**Requirement**
Reproduce each of the following records without any deviation.

=== Material for the task ===

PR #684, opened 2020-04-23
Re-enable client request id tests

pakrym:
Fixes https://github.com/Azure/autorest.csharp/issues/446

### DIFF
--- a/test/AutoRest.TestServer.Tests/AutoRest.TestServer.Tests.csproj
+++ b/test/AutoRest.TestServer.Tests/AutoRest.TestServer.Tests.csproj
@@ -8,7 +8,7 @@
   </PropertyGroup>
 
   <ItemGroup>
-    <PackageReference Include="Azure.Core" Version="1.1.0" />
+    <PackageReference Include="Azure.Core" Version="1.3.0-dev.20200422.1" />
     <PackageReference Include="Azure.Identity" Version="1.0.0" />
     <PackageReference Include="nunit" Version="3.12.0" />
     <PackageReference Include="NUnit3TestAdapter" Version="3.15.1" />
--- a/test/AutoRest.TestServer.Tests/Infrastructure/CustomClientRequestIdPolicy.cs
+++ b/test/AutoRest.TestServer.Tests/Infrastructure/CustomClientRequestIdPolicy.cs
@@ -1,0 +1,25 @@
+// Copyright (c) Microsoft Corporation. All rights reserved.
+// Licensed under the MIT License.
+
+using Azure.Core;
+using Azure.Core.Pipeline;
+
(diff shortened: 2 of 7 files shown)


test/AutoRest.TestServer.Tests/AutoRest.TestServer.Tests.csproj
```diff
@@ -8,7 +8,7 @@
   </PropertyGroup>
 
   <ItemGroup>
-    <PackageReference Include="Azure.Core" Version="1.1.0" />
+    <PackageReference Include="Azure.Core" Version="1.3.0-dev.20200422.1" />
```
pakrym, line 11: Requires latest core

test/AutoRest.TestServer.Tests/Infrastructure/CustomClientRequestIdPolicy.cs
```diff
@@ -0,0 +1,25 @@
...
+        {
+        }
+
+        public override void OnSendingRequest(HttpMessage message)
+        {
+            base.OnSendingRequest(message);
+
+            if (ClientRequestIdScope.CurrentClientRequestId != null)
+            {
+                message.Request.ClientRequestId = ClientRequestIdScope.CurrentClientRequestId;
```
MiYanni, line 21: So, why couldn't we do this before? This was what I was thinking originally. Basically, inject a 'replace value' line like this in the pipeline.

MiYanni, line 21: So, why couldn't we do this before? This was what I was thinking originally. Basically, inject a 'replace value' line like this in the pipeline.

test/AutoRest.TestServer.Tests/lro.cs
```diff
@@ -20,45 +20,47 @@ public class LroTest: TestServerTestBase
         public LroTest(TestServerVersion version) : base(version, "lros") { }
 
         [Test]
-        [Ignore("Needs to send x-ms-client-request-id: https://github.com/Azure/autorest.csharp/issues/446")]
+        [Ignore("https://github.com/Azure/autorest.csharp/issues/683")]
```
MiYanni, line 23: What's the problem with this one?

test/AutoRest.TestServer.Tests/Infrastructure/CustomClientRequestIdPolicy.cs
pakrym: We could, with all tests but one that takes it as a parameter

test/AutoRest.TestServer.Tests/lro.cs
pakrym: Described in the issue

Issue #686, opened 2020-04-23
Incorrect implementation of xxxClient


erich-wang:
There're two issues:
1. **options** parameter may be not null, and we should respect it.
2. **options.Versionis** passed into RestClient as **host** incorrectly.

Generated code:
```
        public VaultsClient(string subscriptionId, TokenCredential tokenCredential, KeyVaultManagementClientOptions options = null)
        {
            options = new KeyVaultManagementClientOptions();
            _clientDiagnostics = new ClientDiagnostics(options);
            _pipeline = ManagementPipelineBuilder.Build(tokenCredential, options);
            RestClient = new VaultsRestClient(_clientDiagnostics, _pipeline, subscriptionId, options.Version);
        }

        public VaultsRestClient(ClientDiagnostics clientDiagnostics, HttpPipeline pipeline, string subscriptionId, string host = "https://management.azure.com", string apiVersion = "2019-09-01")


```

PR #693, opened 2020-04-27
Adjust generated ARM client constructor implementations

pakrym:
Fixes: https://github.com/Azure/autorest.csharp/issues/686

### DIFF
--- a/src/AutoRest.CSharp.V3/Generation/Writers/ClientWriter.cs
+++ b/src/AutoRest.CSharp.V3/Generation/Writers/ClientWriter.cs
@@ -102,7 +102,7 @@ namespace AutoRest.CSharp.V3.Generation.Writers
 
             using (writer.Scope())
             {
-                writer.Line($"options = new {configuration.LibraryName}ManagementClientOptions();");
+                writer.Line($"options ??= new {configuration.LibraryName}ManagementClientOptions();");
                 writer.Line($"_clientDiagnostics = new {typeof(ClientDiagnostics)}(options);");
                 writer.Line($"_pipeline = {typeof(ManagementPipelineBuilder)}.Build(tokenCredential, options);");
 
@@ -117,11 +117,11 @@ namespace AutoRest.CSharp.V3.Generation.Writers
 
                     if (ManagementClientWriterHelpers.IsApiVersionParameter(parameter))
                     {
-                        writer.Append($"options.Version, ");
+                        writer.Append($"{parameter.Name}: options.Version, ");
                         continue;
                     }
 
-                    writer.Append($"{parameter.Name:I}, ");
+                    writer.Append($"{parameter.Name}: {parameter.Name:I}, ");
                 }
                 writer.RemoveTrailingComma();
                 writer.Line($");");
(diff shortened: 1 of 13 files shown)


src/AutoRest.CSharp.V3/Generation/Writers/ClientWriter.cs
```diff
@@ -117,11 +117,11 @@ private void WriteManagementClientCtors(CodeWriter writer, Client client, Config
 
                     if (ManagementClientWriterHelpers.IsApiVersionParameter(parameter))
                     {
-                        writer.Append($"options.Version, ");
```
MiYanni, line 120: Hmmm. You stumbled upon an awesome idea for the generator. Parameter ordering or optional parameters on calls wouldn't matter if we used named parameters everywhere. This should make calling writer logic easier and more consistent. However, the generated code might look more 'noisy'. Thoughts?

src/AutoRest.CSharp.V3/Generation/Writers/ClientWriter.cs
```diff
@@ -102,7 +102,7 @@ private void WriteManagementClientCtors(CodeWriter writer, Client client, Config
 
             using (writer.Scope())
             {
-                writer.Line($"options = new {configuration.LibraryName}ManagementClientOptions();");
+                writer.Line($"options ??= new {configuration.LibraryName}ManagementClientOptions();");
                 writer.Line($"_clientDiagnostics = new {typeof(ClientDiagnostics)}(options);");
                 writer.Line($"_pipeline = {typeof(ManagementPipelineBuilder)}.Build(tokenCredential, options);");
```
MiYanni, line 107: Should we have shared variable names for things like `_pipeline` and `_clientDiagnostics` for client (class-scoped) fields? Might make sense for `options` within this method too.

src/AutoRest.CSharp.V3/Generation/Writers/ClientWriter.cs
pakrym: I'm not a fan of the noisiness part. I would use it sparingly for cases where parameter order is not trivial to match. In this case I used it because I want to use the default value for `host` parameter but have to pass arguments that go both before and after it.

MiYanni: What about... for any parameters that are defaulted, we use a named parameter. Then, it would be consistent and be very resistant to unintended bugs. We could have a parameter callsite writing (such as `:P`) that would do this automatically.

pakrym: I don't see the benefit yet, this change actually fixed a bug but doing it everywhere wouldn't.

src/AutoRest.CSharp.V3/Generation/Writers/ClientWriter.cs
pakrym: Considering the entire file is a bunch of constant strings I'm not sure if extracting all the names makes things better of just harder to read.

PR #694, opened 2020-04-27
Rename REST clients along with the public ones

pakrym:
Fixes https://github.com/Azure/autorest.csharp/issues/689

===

**Response below**
PR #684, opened 2020-04-23
Re-enable client request id tests

pakrym:
Fixes https://github.com/Azure/autorest.csharp/issues/446

### DIFF
--- a/test/AutoRest.TestServer.Tests/AutoRest.TestServer.Tests.csproj
+++ b/test/AutoRest.TestServer.Tests/AutoRest.TestServer.Tests.csproj
@@ -8,7 +8,7 @@
   </PropertyGroup>
 
   <ItemGroup>
-    <PackageReference Include="Azure.Core" Version="1.1.0" />
+    <PackageReference Include="Azure.Core" Version="1.3.0-dev.20200422.1" />
     <PackageReference Include="Azure.Identity" Version="1.0.0" />
     <PackageReference Include="nunit" Version="3.12.0" />
     <PackageReference Include="NUnit3TestAdapter" Version="3.15.1" />
--- a/test/AutoRest.TestServer.Tests/Infrastructure/CustomClientRequestIdPolicy.cs
+++ b/test/AutoRest.TestServer.Tests/Infrastructure/CustomClientRequestIdPolicy.cs
@@ -1,0 +1,25 @@
+// Copyright (c) Microsoft Corporation. All rights reserved.
+// Licensed under the MIT License.
+
+using Azure.Core;
+using Azure.Core.Pipeline;
+
(diff shortened: 2 of 7 files shown)


test/AutoRest.TestServer.Tests/AutoRest.TestServer.Tests.csproj
```diff
@@ -8,7 +8,7 @@
   </PropertyGroup>
 
   <ItemGroup>
-    <PackageReference Include="Azure.Core" Version="1.1.0" />
+    <PackageReference Include="Azure.Core" Version="1.3.0-dev.20200422.1" />
```
pakrym, line 11: Requires latest core

test/AutoRest.TestServer.Tests/Infrastructure/CustomClientRequestIdPolicy.cs
```diff
@@ -0,0 +1,25 @@
...
+        {
+        }
+
+        public override void OnSendingRequest(HttpMessage message)
+        {
+            base.OnSendingRequest(message);
+
+            if (ClientRequestIdScope.CurrentClientRequestId != null)
+            {
+                message.Request.ClientRequestId = ClientRequestIdScope.CurrentClientRequestId;
```
MiYanni, line 21: So, why couldn't we do this before? This was what I was thinking originally. Basically, inject a 'replace value' line like this in the pipeline.

MiYanni, line 21: So, why couldn't we do this before? This was what I was thinking originally. Basically, inject a 'replace value' line like this in the pipeline.

test/AutoRest.TestServer.Tests/lro.cs
```diff
@@ -20,45 +20,47 @@ public class LroTest: TestServerTestBase
         public LroTest(TestServerVersion version) : base(version, "lros") { }
 
         [Test]
-        [Ignore("Needs to send x-ms-client-request-id: https://github.com/Azure/autorest.csharp/issues/446")]
+        [Ignore("https://github.com/Azure/autorest.csharp/issues/683")]
```
MiYanni, line 23: What's the problem with this one?

test/AutoRest.TestServer.Tests/Infrastructure/CustomClientRequestIdPolicy.cs
pakrym: We could, with all tests but one that takes it as a parameter

test/AutoRest.TestServer.Tests/lro.cs
pakrym: Described in the issue

Issue #686, opened 2020-04-23
Incorrect implementation of xxxClient


erich-wang:
There're two issues:
1. **options** parameter may be not null, and we should respect it.
2. **options.Versionis** passed into RestClient as **host** incorrectly.

Generated code:
```
        public VaultsClient(string subscriptionId, TokenCredential tokenCredential, KeyVaultManagementClientOptions options = null)
        {
            options = new KeyVaultManagementClientOptions();
            _clientDiagnostics = new ClientDiagnostics(options);
            _pipeline = ManagementPipelineBuilder.Build(tokenCredential, options);
            RestClient = new VaultsRestClient(_clientDiagnostics, _pipeline, subscriptionId, options.Version);
        }

        public VaultsRestClient(ClientDiagnostics clientDiagnostics, HttpPipeline pipeline, string subscriptionId, string host = "https://management.azure.com", string apiVersion = "2019-09-01")


```

PR #693, opened 2020-04-27
Adjust generated ARM client constructor implementations

pakrym:
Fixes: https://github.com/Azure/autorest.csharp/issues/686

### DIFF
--- a/src/AutoRest.CSharp.V3/Generation/Writers/ClientWriter.cs
+++ b/src/AutoRest.CSharp.V3/Generation/Writers/ClientWriter.cs
@@ -102,7 +102,7 @@ namespace AutoRest.CSharp.V3.Generation.Writers
 
             using (writer.Scope())
             {
-                writer.Line($"options = new {configuration.LibraryName}ManagementClientOptions();");
+                writer.Line($"options ??= new {configuration.LibraryName}ManagementClientOptions();");
                 writer.Line($"_clientDiagnostics = new {typeof(ClientDiagnostics)}(options);");
                 writer.Line($"_pipeline = {typeof(ManagementPipelineBuilder)}.Build(tokenCredential, options);");
 
@@ -117,11 +117,11 @@ namespace AutoRest.CSharp.V3.Generation.Writers
 
                     if (ManagementClientWriterHelpers.IsApiVersionParameter(parameter))
                     {
-                        writer.Append($"options.Version, ");
+                        writer.Append($"{parameter.Name}: options.Version, ");
                         continue;
                     }
 
-                    writer.Append($"{parameter.Name:I}, ");
+                    writer.Append($"{parameter.Name}: {parameter.Name:I}, ");
                 }
                 writer.RemoveTrailingComma();
                 writer.Line($");");
(diff shortened: 1 of 13 files shown)


src/AutoRest.CSharp.V3/Generation/Writers/ClientWriter.cs
```diff
@@ -117,11 +117,11 @@ private void WriteManagementClientCtors(CodeWriter writer, Client client, Config
 
                     if (ManagementClientWriterHelpers.IsApiVersionParameter(parameter))
                     {
-                        writer.Append($"options.Version, ");
```
MiYanni, line 120: Hmmm. You stumbled upon an awesome idea for the generator. Parameter ordering or optional parameters on calls wouldn't matter if we used named parameters everywhere. This should make calling writer logic easier and more consistent. However, the generated code might look more 'noisy'. Thoughts?

src/AutoRest.CSharp.V3/Generation/Writers/ClientWriter.cs
```diff
@@ -102,7 +102,7 @@ private void WriteManagementClientCtors(CodeWriter writer, Client client, Config
 
             using (writer.Scope())
             {
-                writer.Line($"options = new {configuration.LibraryName}ManagementClientOptions();");
+                writer.Line($"options ??= new {configuration.LibraryName}ManagementClientOptions();");
                 writer.Line($"_clientDiagnostics = new {typeof(ClientDiagnostics)}(options);");
                 writer.Line($"_pipeline = {typeof(ManagementPipelineBuilder)}.Build(tokenCredential, options);");
```
MiYanni, line 107: Should we have shared variable names for things like `_pipeline` and `_clientDiagnostics` for client (class-scoped) fields? Might make sense for `options` within this method too.

src/AutoRest.CSharp.V3/Generation/Writers/ClientWriter.cs
pakrym: I'm not a fan of the noisiness part. I would use it sparingly for cases where parameter order is not trivial to match. In this case I used it because I want to use the default value for `host` parameter but have to pass arguments that go both before and after it.

MiYanni: What about... for any parameters that are defaulted, we use a named parameter. Then, it would be consistent and be very resistant to unintended bugs. We could have a parameter callsite writing (such as `:P`) that would do this automatically.

pakrym: I don't see the benefit yet, this change actually fixed a bug but doing it everywhere wouldn't.

src/AutoRest.CSharp.V3/Generation/Writers/ClientWriter.cs
pakrym: Considering the entire file is a bunch of constant strings I'm not sure if extracting all the names makes things better of just harder to read.

PR #694, opened 2020-04-27
Rename REST clients along with the public ones

pakrym:
Fixes https://github.com/Azure/autorest.csharp/issues/689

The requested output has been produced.